The British Library is currently undertaking a ground breaking project, Two Centuries of Indian Print, to digitise and make available as open access 4,000 early printed Indian books (1713-1914) written in Bengali. Complementary material, the Quarterly Lists, consist of catalogue records for all books published in India between 1867 and 1967, will also be made openly available through the project.
As part of this project we would like to pose a challenge to find an optimal solution for accurately and automatically transcribing the Bengali books and Quarterly Lists, to form a unique dataset that can be used with computational tools and methods, and to enable full-text search and discovery.
|Challenge 1||Recognition of multi-lingual tabular data (English, Bengali)|
|Challenge 2||Recognition of Bengali books|
Here is a short YouTube video with the essentials.
Sharing accurate transcriptions of the books will greatly benefit the scholarly research community in performing large-scale analysis of the material to reveal new insights into book and publishing history in India. Much of the material up until now has only been accessible in physical form by visiting the Library.
The ICDAR2017 Competition on Recognition of Early Indian printed Documents (REID2017) follows the successful running of all previous ICDAR Layout Analysis and Recognition competitions - some of which focused on historical documents (2001, 2003, 2005, 2007, 2009, 2011, 2013, and 2015). The proposed competition will build upon the challenges of the previous competitions, with a new unique dataset and an end-to-end workflow scenario.
This competition is split into two tasks, the first to tackle the Quarterly Lists, the second to address the Bengali Books. Entrants are welcome to address either one of the challenges, or both.
The Quarterly Lists were produced between 1867 and 1966 as catalogue records of books published in India. They contain bibliographical information about the books, such as the title, author and address of printer. They amount to 250 separate lists, scanned as c.125,000 pages/TIFF files. Although most of the written content within the lists is in English-language, many contain a small amount of Bengali - usually the titles of books. The layout of the lists is a particular challenge we would like to overcome. The Quarterly Lists consist of several different layouts of tabular data, which have been represented in the sample set. Most pages contain several columns of text, which often run between columns and over multiple lines within columns. An OCR solution that can effectively identify the region of text within these tables will enable researchers to accurately parse the data to identify particular categories of information and carry out digital research. Therefore, handling these layout challenges will be crucial to the success of entries. Dealing well with the instances of Bengali text will also count to the success of submitted OCR results.
As part of our digitisation project, we will be digitising 4,000 printed books, which will amount to c.800,000 pages in TIFF format. The text of these books is in Bengali language dating between 1785 and 1909. For the most part, the scanned images contain single column lines of text, with a small amount containing illustrations as well as text.
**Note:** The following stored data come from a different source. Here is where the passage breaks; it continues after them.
Issue #861, opened 2020-04-21
makefile variable `STAN_THREADS` on by default


mitzimorris:
#### Summary:

Change makefile so that variable `STAN_THREADS` is always on by default.

#### Description:

Compilation of a Stan model is now independent of compilation of `command.o` and the rest of the stan libs, however, if there is a mismatch between the `STAN_THREADS` compiler flags for the two compilation events, compilation fails with a linker error.

The static member variable instance__ in https://github.com/stan-dev/math/blob/develop/stan/math/rev/core/autodiffstackstorage.hpp is defined differently with one flag or another.

#### Reproducible Steps:

On Linux:  

- clean old builds:  `make clean-all`
- verify that `-DSTAN_THREADS` is undefined:  `make print-compiler-flags`
- build using defaults: `make -j2 build`
- compile model with threading on:  `make STAN_THREADS=T examples/bernoulli/bernoulli`

Fails with message:

```
/usr/bin/ld: _ZN4stan4math22AutodiffStackSingletonINS0_4variENS0_15chainable_allocEE9instance_E: TLS definition in examples/bernoulli/bernoulli.o section .tbss._ZN4stan4math22AutodiffStackSingletonINS0_4variENS0_15chainable_allocEE9instance_E[_ZN4stan4math22AutodiffStackSingletonINS0_4variENS0_15chainable_allocEE9instance_E] mismatches non-TLS reference in src/cmdstan/main.o
src/cmdstan/main.o: error adding symbols: Bad value
collect2: error: ld returned 1 exit status
make/program:48: recipe for target 'examples/bernoulli/bernoulli' failed
make: *** [examples/bernoulli/bernoulli] Error 1
```

#### Current Output:
See above

#### Expected Output:

Setting `STAN_THEADS=TRUE` in CmdStan makefile will override possibility of mismatch.

#### Additional Information:
Provide any additional information here.

#### Current Version:
v2.22

PR #862, opened 2020-04-21
Feature/861 stan threads always on

mitzimorris:
#### Submisison Checklist

#### Summary:

Add logic to CmdStan makefile so that makefile variable `STAN_THREADS` is set to `TRUE`.

#### Intended Effect:

Avoid linker errors.  see issue #861 

#### How to Verify:

Unit tests

#### Side Effects:

Some models may run slower, see discussion here:  https://discourse.mc-stan.org/t/makefiles-and-compiler-flag-dstan-threads-always-on/14482/5?u=mitzimorris

#### Documentation:

NA - compiler flag `STAN_THREADS` no mentioned in user's guide.

#### Copyright and Licensing

Please list the copyright holder for the work you are submitting (this will be you or your assignee, such as a university or company):  Columbia University
 
### DIFF
--- a/makefile
+++ b/makefile
@@ -18,6 +18,7 @@
 # The default target of this Makefile is...
 help:
 
+
 -include $(HOME)/.config/stan/make.local  # user-defined variables
 -include make/local                       # user-defined variables
 
@@ -30,6 +31,10 @@ endif
 O_STANC ?= 0
 INC_FIRST ?= -I src -I $(STAN)src -I $(RAPIDJSON)
 USER_HEADER ?= $(dir $<)user_header.hpp
+
+ifeq ($(origin STAN_THREADS), undefined)
+STAN_THREADS=TRUE
+endif
 
 
 -include $(MATH)make/compiler_flags


wds15:
Does this qualify for 2.23? Reduce sum will make people want to use this.

makefile
```diff
@@ -31,6 +32,10 @@ O_STANC ?= 0
 INC_FIRST ?= -I src -I $(STAN)src -I $(RAPIDJSON)
 USER_HEADER ?= $(dir $<)user_header.hpp
 
+ifeq ($(origin STAN_THREADS), undefined)
```
rok-cesnovar, line 35: Could this just be `STAN_THREADS ?= TRUE`

rok-cesnovar:
> Does this qualify for 2.23? Reduce sum will make people want to use this.

Given that reduce_sum is the by far biggest new feature of 2.23 I would be for merging this.

makefile
wds15: I would think the same. `STAN_THREADS ?= true` should do it.

wds15:
I just restarted the tests as the performance tests are counter to what I recall.

I am good with making STAN_THREADS on by default; it's just that seeing the performance results makes me cautious.

rok-cesnovar:
I ran longer tests:
Linux - 
https://jenkins.mc-stan.org/job/CmdStan%20Performance%20Tests/job/Custom/153/artifact/linux_compare_results.xml/*view*/

Mac - https://jenkins.mc-stan.org/job/CmdStan%20Performance%20Tests/job/Custom/153/artifact/macos_compare_results.xml/*view*/

Seems worse than we thought it is.

wds15:
Yeah... I am coming to the same conclusion. I wonder if optimisation which we have done in the past releases were more beneficial for non-threading code. Is it possible to see over time (or by release) the performance of individual models? I am just curious.

In any case, I don't think that we can just switch to threads being on for the moment being. In particular, it should not be done as a last minute decision for the release.

Also: I think we should be able to have an even better setup:

- we build the pre-build stuff with and without threads
- if the user does not define STAN_THREADS, then we simply auto-detect it from the model. That is relatively easy for the moment since this is merely a grep for "map_rect" or "reduce_sum". If these are found in the model, then you get threading otherwise not.
- Whenever the user defines STAN_THREADS, then he gets what he asks for

mitzimorris:
> Also: I think we should be able to have an even better setup:
> 
> * we build the pre-build stuff with and without threads
> * if the user does not define STAN_THREADS, then we simply auto-detect it from the model. That is relatively easy for the moment since this is merely a grep for "map_rect" or "reduce_sum". If these are found in the model, then you get threading otherwise not.
> * Whenever the user defines STAN_THREADS, then he gets what he asks for

interesting idea - I'll investigate.

mitzimorris:
just to clarify - let's not merge this PR and I will continue to work on logic.

wds15:
If you want I can give it a try... but give me some days for it.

Some pages also contain marginal data such as numbers. Accurately capturing content from title pages of books presents yet another challenge.
The dataset to be used in this competition will be a subset of the publicly available digitised documents at the British Library related to the Two Centuries of Indian Print project. The dataset contains documents reflecting various challenges in layout analysis and text recognition. Ground truth will be available in the PAGE format.
The competition will use the comprehensive evaluation approach successfully employed in recent ICDAR competitions. It has been recently extended to perform text-based evaluation (e.g. for OCR) as well. As a whole, it takes into account a wide range of situations and provides considerable details on the performance of different methods. Each type of error is weighted according to the type of regions involved and the situation they are found. The evaluation tools used are freely available from the PRImA website.
Participating systems will be evaluated in different stages (i.e. segmentation, classification, recognition) according to how far their methods are applicable within the analysis and recognition workflow – not all participating systems have to be end-to-end applications. The organisers will offer assistance to participants on how to integrate an open-source OCR module into their workflow.
In addition to the accuracy of their results, the submitted systems will also be evaluated on the scalability of their proposed solution to be implemented across the entire collection (as described earlier).
Participants will be provided with a number of tools developed by PRImA that can be used in order to prepare and optimise their method(s) for submission (as well as to examine the example set in detail). They will also be supported in implementing the required output format by means of PAGE exporter modules (C++ or Java) and additional information about the underlying XML Schema.
The winning entry will be invited to write a short article for the Two Centuries of Indian Print website describing their work.